(Problem): Go over the entries and report the lines where the word "similar" occurs.

Saved data entries:
•••••

PR #316, opened 2024-09-20
Generalize `needs_dataset` decorator to non-Ion objects

### LINKED ISSUE #315: Generalize the decorator @needs_dataset, which assumes that the input is a fiasco.Ion
While testing the Gaunt factor objects in #293, I'm running into missing datasets because of the database version.  While doing so, I noticed that the decorator `@needs_dataset` assumes that the input is a `fiasco.Ion` object, which results in errors similar to this: 

`FAILED fiasco/tests/test_gaunt.py::test_gaunt_factor_free_free_total_itoh[3-True-False-75-1.34662286] - AttributeError: 'GauntFactor' object has no attribute 'ion_name'`

The real error is that it hasn't found `itoh_integrated_gaunt_nonrel.txt` when parsing in the data files, so this is a bit misleading.  

Anyway, just a note that this decorator ought to be generalized, or a new decorator should be created for other types of objects.

wtbarnes:
Fixes #315

### DIFF
--- a/fiasco/util/decorators.py
+++ b/fiasco/util/decorators.py
@@ -17,16 +17,18 @@ def needs_dataset(*names):
 
     def decorator(func):
         """
-        func is a method of `fiasco.Ion`.
+        func is a method of an object that requires a dataset, e.g Ion.
         """
         @wraps(func)
         def func_wrapper(*args, **kwargs):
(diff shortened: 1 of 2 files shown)


jwreep:
That was fast!  Thanks!

PR #329, opened 2024-10-01
Add how-to guide for rebuilding the HDF5 database

### LINKED ISSUE #261: Add a how-to guide in the docs showing how to rebuild of database
While working on #260, I had updated the units for the `hseq_2photon` parser (to remove units from `A_sum`).  The database then requires a rebuild in order to correctly parse the updated units, since it has already hard-coded them.  

One thought: any update to fiasco that changes parser information like this should then require a rebuild of the database to prevent similar issues.  Is there any way to do so?

jwreep:
Fixes #261 

(Hopefully.  New to Sphinx.)


wtbarnes:
Thanks for this! I wonder if instead of having a combination of shell command and `check_database` we could just recommend using `build_hdf5_dbase` with the modification to overwrite the file introduced in #332. We could still recommend passing in the parameters from `fiasco.defaults` for both the ASCII and HDF5 database.

jwreep:
Oh, nice!  That's definitely better.  There was one issue in the back of my head: `rm` doesn't work on Windows, so as I've currently written this, it's only for Unix-based systems.

wtbarnes:
Great! Yeah the OS-independent issue was why I'm in favor of avoiding the shell commands.

 I just merged that other PR so if you rebase (or merge in main), then we should be able to tweak this to just use `build_hdf5_dbase` with the `overwrite=True` keyword argument.

jwreep:
Thanks, I've updated it now.  Passed pytest, but sometimes Github catches issues that the command line seems to miss.  Hopefully it compiles without issue.

docs/how_to_guides.rst
```diff
@@ -65,6 +65,23 @@ For example, a user who wants to place the HDF5 file in a custom folder would pl
...
+-----------------------------------------------
+
+There are occasional changes to fiasco that require the HDF5 database to be rebuilt because of changes to the data structure, such as when there are
+updates to the data parsing code, or when additional data files have been added to the database.  In these cases, the HDF5 database can be
+rebuilt by running the following code in python:
+
+.. code-block:: pycon
+
+   >>> import fiasco
+   >>> fiasco.util.build_hdf5_dbase(fiasco.defaults['ascii_dbase_root'], fiasco.defaults['hdf5_dbase_root'], overwrite=True)  # doctest: +SKIP
```
wtbarnes, line 80:
```suggestion
   >>> fiasco.util.build_hdf5_dbase(fiasco.defaults['ascii_dbase_root'], 
                                    fiasco.defaults['hdf5_dbase_root'], 
                                    overwrite=True)  # doctest: +SKIP
```

wtbarnes (approved):
Minor formatting suggestion for readability in rendered docs. Otherwise looks good to me!

jwreep:
Alright, dumb question -- how do you squash the merge for future reference?  The merge looks like it kept the last commit title rather than the pull request title.  (Sorry about that!).  I don't think I saw any option besides "Merge"

wtbarnes:
No worries. I'm not super worried about keeping the history absolutely pristine. The PR was relatively short anyways so it didn't add too many commits.

When you go to the merge the PR, the big green button should have drop down that allows you to select whether you want to do a merge commit, a squash merge, or a rebase. I've now configured the repo such that only squash merges are allowed so this shouldn't be problem in the future!

jwreep:
Haha, thanks!  My bad, again.  It's not necessarily about being "tidy" but it is helpful if the latest update to a file is not simply labeled "pre-commit" so we can tell what the changes are.

wtbarnes:
Ha fair point. It also means the commit history of any one PR can be as messy as we want and as long as that PR passes, then each commit in the history of the repo will constitute a working version of the code.

PR #1705, opened 2026-08-12
fix(ci): derive the reporter's provenance sentence from the triggering event

nh13:
`report-failure.yml` ended every tracking issue it files with a fixed sentence: that the workflow does not run on pull requests, and that the failure therefore could not have been caught before merge. That is a claim about the **caller**, hardcoded in the **callee**, so it cannot notice when a caller's triggers change.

•••••

(Response):
While testing the Gaunt factor objects in #293, I'm running into missing datasets because of the database version.  While doing so, I noticed that the decorator `@needs_dataset` assumes that the input is a `fiasco.Ion` object, which results in errors similar to this: 
One thought: any update to fiasco that changes parser information like this should then require a rebuild of the database to prevent similar issues.  Is there any way to do so?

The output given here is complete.